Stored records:
=== Section Start ===

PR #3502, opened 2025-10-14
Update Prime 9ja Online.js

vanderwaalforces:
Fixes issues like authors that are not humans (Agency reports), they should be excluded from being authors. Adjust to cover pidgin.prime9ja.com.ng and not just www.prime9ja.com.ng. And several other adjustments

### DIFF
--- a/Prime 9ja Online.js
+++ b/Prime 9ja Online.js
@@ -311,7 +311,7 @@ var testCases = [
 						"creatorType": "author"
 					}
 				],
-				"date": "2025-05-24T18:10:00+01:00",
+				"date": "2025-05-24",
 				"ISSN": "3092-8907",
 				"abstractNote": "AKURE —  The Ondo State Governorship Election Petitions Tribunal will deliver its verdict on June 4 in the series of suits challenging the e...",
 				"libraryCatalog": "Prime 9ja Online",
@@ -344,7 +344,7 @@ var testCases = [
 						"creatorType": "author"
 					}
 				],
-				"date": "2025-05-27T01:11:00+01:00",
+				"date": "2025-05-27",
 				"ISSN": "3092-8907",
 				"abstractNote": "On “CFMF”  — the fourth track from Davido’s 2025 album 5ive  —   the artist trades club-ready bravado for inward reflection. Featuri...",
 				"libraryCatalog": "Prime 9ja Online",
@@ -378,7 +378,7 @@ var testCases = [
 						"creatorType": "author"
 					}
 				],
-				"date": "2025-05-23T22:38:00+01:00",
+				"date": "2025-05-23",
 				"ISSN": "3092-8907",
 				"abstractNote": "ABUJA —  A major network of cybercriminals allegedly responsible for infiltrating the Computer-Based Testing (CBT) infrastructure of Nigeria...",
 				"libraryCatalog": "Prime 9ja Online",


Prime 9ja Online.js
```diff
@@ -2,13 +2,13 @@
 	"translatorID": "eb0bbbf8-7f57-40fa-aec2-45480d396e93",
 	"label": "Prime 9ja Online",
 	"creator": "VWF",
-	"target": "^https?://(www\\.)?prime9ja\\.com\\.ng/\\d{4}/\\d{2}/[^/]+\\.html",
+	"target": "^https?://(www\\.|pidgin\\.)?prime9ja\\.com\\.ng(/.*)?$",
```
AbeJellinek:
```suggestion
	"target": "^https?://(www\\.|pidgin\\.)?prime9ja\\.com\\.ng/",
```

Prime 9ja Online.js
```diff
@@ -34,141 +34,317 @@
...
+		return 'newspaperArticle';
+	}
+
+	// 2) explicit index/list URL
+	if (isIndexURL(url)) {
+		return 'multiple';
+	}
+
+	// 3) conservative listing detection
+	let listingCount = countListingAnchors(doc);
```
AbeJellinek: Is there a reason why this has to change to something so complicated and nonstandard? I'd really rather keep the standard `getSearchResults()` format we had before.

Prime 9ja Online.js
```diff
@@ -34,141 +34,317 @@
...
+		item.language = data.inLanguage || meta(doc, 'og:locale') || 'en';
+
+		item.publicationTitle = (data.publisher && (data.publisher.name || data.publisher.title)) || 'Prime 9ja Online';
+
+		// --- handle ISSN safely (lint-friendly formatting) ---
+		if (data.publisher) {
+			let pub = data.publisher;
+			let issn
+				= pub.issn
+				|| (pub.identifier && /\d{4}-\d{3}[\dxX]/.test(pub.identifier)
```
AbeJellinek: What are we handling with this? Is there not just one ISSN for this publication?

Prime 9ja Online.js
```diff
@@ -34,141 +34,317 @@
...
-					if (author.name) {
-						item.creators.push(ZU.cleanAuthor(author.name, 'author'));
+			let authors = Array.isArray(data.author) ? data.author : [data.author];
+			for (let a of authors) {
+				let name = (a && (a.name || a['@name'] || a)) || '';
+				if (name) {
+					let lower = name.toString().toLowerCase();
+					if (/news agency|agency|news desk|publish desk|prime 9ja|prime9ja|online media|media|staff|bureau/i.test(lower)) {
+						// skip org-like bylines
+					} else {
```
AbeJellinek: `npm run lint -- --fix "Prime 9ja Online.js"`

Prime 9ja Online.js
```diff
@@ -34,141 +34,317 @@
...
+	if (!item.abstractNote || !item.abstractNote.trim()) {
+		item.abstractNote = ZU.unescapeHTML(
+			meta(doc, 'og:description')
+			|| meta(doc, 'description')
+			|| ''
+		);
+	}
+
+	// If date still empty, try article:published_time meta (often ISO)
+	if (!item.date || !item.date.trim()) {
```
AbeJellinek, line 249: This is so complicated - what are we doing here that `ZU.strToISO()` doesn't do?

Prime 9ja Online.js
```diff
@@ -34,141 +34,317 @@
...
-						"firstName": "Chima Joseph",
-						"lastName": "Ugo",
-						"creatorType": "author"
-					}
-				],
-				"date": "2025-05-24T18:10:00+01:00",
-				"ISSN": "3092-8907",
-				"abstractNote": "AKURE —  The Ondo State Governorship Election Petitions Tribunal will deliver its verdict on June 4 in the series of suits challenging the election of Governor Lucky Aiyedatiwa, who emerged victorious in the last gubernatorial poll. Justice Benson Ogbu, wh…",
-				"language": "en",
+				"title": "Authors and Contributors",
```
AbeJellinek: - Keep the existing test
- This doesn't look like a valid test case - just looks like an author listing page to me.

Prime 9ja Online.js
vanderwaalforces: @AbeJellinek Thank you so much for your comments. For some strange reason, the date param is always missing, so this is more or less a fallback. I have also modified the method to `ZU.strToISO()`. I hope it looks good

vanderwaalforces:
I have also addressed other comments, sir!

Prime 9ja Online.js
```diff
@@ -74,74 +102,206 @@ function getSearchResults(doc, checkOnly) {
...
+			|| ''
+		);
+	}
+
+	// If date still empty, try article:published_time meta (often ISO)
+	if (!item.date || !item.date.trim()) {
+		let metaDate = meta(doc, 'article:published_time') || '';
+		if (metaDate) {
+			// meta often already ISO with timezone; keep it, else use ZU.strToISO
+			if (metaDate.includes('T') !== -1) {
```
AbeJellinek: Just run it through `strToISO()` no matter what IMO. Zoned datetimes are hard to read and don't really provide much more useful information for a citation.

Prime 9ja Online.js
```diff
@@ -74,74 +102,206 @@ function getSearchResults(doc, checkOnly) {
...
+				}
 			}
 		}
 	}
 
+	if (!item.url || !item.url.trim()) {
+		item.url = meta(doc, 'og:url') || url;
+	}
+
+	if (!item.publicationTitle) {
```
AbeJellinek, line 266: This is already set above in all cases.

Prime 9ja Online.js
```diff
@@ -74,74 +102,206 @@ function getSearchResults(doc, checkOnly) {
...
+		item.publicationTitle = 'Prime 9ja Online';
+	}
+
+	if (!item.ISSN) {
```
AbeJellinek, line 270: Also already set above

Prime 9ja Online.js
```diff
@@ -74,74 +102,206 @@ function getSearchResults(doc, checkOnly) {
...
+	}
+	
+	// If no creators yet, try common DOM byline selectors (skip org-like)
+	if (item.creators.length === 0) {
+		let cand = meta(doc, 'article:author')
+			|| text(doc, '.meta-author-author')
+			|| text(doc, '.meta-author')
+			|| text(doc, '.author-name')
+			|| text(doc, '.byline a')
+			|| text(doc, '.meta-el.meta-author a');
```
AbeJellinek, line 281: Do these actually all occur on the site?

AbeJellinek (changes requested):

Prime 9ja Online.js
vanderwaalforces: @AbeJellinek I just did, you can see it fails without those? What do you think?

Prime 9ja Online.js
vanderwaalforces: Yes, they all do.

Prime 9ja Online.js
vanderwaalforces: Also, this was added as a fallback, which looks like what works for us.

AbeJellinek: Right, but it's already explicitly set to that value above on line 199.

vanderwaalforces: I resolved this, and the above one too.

=== Section End ===

• _Your instructions_
Output the data in full, please, exactly as written.

• _Task output_
PR #3502, opened 2025-10-14
Update Prime 9ja Online.js

vanderwaalforces:
Fixes issues like authors that are not humans (Agency reports), they should be excluded from being authors. Adjust to cover pidgin.prime9ja.com.ng and not just www.prime9ja.com.ng. And several other adjustments

### DIFF
--- a/Prime 9ja Online.js
+++ b/Prime 9ja Online.js
@@ -311,7 +311,7 @@ var testCases = [
 						"creatorType": "author"
 					}
 				],
-				"date": "2025-05-24T18:10:00+01:00",
+				"date": "2025-05-24",
 				"ISSN": "3092-8907",
 				"abstractNote": "AKURE —  The Ondo State Governorship Election Petitions Tribunal will deliver its verdict on June 4 in the series of suits challenging the e...",
 				"libraryCatalog": "Prime 9ja Online",
@@ -344,7 +344,7 @@ var testCases = [
 						"creatorType": "author"
 					}
 				],
-				"date": "2025-05-27T01:11:00+01:00",
+				"date": "2025-05-27",
 				"ISSN": "3092-8907",
 				"abstractNote": "On “CFMF”  — the fourth track from Davido’s 2025 album 5ive  —   the artist trades club-ready bravado for inward reflection. Featuri...",
 				"libraryCatalog": "Prime 9ja Online",
@@ -378,7 +378,7 @@ var testCases = [
 						"creatorType": "author"
 					}
 				],
-				"date": "2025-05-23T22:38:00+01:00",
+				"date": "2025-05-23",
 				"ISSN": "3092-8907",
 				"abstractNote": "ABUJA —  A major network of cybercriminals allegedly responsible for infiltrating the Computer-Based Testing (CBT) infrastructure of Nigeria...",
 				"libraryCatalog": "Prime 9ja Online",


Prime 9ja Online.js
```diff
@@ -2,13 +2,13 @@
 	"translatorID": "eb0bbbf8-7f57-40fa-aec2-45480d396e93",
 	"label": "Prime 9ja Online",
 	"creator": "VWF",
-	"target": "^https?://(www\\.)?prime9ja\\.com\\.ng/\\d{4}/\\d{2}/[^/]+\\.html",
+	"target": "^https?://(www\\.|pidgin\\.)?prime9ja\\.com\\.ng(/.*)?$",
```
AbeJellinek:
```suggestion
	"target": "^https?://(www\\.|pidgin\\.)?prime9ja\\.com\\.ng/",
```

Prime 9ja Online.js
```diff
@@ -34,141 +34,317 @@
...
+		return 'newspaperArticle';
+	}
+
+	// 2) explicit index/list URL
+	if (isIndexURL(url)) {
+		return 'multiple';
+	}
+
+	// 3) conservative listing detection
+	let listingCount = countListingAnchors(doc);
```
AbeJellinek: Is there a reason why this has to change to something so complicated and nonstandard? I'd really rather keep the standard `getSearchResults()` format we had before.

Prime 9ja Online.js
```diff
@@ -34,141 +34,317 @@
...
+		item.language = data.inLanguage || meta(doc, 'og:locale') || 'en';
+
+		item.publicationTitle = (data.publisher && (data.publisher.name || data.publisher.title)) || 'Prime 9ja Online';
+
+		// --- handle ISSN safely (lint-friendly formatting) ---
+		if (data.publisher) {
+			let pub = data.publisher;
+			let issn
+				= pub.issn
+				|| (pub.identifier && /\d{4}-\d{3}[\dxX]/.test(pub.identifier)
```
AbeJellinek: What are we handling with this? Is there not just one ISSN for this publication?

Prime 9ja Online.js
```diff
@@ -34,141 +34,317 @@
...
-					if (author.name) {
-						item.creators.push(ZU.cleanAuthor(author.name, 'author'));
+			let authors = Array.isArray(data.author) ? data.author : [data.author];
+			for (let a of authors) {
+				let name = (a && (a.name || a['@name'] || a)) || '';
+				if (name) {
+					let lower = name.toString().toLowerCase();
+					if (/news agency|agency|news desk|publish desk|prime 9ja|prime9ja|online media|media|staff|bureau/i.test(lower)) {
+						// skip org-like bylines
+					} else {
```
AbeJellinek: `npm run lint -- --fix "Prime 9ja Online.js"`

Prime 9ja Online.js
```diff
@@ -34,141 +34,317 @@
...
+	if (!item.abstractNote || !item.abstractNote.trim()) {
+		item.abstractNote = ZU.unescapeHTML(
+			meta(doc, 'og:description')
+			|| meta(doc, 'description')
+			|| ''
+		);
+	}
+
+	// If date still empty, try article:published_time meta (often ISO)
+	if (!item.date || !item.date.trim()) {
```
AbeJellinek, line 249: This is so complicated - what are we doing here that `ZU.strToISO()` doesn't do?

Prime 9ja Online.js
```diff
@@ -34,141 +34,317 @@
...
-						"firstName": "Chima Joseph",
-						"lastName": "Ugo",
-						"creatorType": "author"
-					}
-				],
-				"date": "2025-05-24T18:10:00+01:00",
-				"ISSN": "3092-8907",
-				"abstractNote": "AKURE —  The Ondo State Governorship Election Petitions Tribunal will deliver its verdict on June 4 in the series of suits challenging the election of Governor Lucky Aiyedatiwa, who emerged victorious in the last gubernatorial poll. Justice Benson Ogbu, wh…",
-				"language": "en",
+				"title": "Authors and Contributors",
```
AbeJellinek: - Keep the existing test
- This doesn't look like a valid test case - just looks like an author listing page to me.

Prime 9ja Online.js
vanderwaalforces: @AbeJellinek Thank you so much for your comments. For some strange reason, the date param is always missing, so this is more or less a fallback. I have also modified the method to `ZU.strToISO()`. I hope it looks good

vanderwaalforces:
I have also addressed other comments, sir!

Prime 9ja Online.js
```diff
@@ -74,74 +102,206 @@ function getSearchResults(doc, checkOnly) {
...
+			|| ''
+		);
+	}
+
+	// If date still empty, try article:published_time meta (often ISO)
+	if (!item.date || !item.date.trim()) {
+		let metaDate = meta(doc, 'article:published_time') || '';
+		if (metaDate) {
+			// meta often already ISO with timezone; keep it, else use ZU.strToISO
+			if (metaDate.includes('T') !== -1) {
```
AbeJellinek: Just run it through `strToISO()` no matter what IMO. Zoned datetimes are hard to read and don't really provide much more useful information for a citation.

Prime 9ja Online.js
```diff
@@ -74,74 +102,206 @@ function getSearchResults(doc, checkOnly) {
...
+				}
 			}
 		}
 	}
 
+	if (!item.url || !item.url.trim()) {
+		item.url = meta(doc, 'og:url') || url;
+	}
+
+	if (!item.publicationTitle) {
```
AbeJellinek, line 266: This is already set above in all cases.

Prime 9ja Online.js
```diff
@@ -74,74 +102,206 @@ function getSearchResults(doc, checkOnly) {
...
+		item.publicationTitle = 'Prime 9ja Online';
+	}
+
+	if (!item.ISSN) {
```
AbeJellinek, line 270: Also already set above

Prime 9ja Online.js
```diff
@@ -74,74 +102,206 @@ function getSearchResults(doc, checkOnly) {
...
+	}
+	
+	// If no creators yet, try common DOM byline selectors (skip org-like)
+	if (item.creators.length === 0) {
+		let cand = meta(doc, 'article:author')
+			|| text(doc, '.meta-author-author')
+			|| text(doc, '.meta-author')
+			|| text(doc, '.author-name')
+			|| text(doc, '.byline a')
+			|| text(doc, '.meta-el.meta-author a');
```
AbeJellinek, line 281: Do these actually all occur on the site?

AbeJellinek (changes requested):

Prime 9ja Online.js
vanderwaalforces: @AbeJellinek I just did, you can see it fails without those? What do you think?

Prime 9ja Online.js
vanderwaalforces: Yes, they all do.

Prime 9ja Online.js
vanderwaalforces: Also, this was added as a fallback, which looks like what works for us.

AbeJellinek: Right, but it's already explicitly set to that value above on line 199.

vanderwaalforces: I resolved this, and the above one too.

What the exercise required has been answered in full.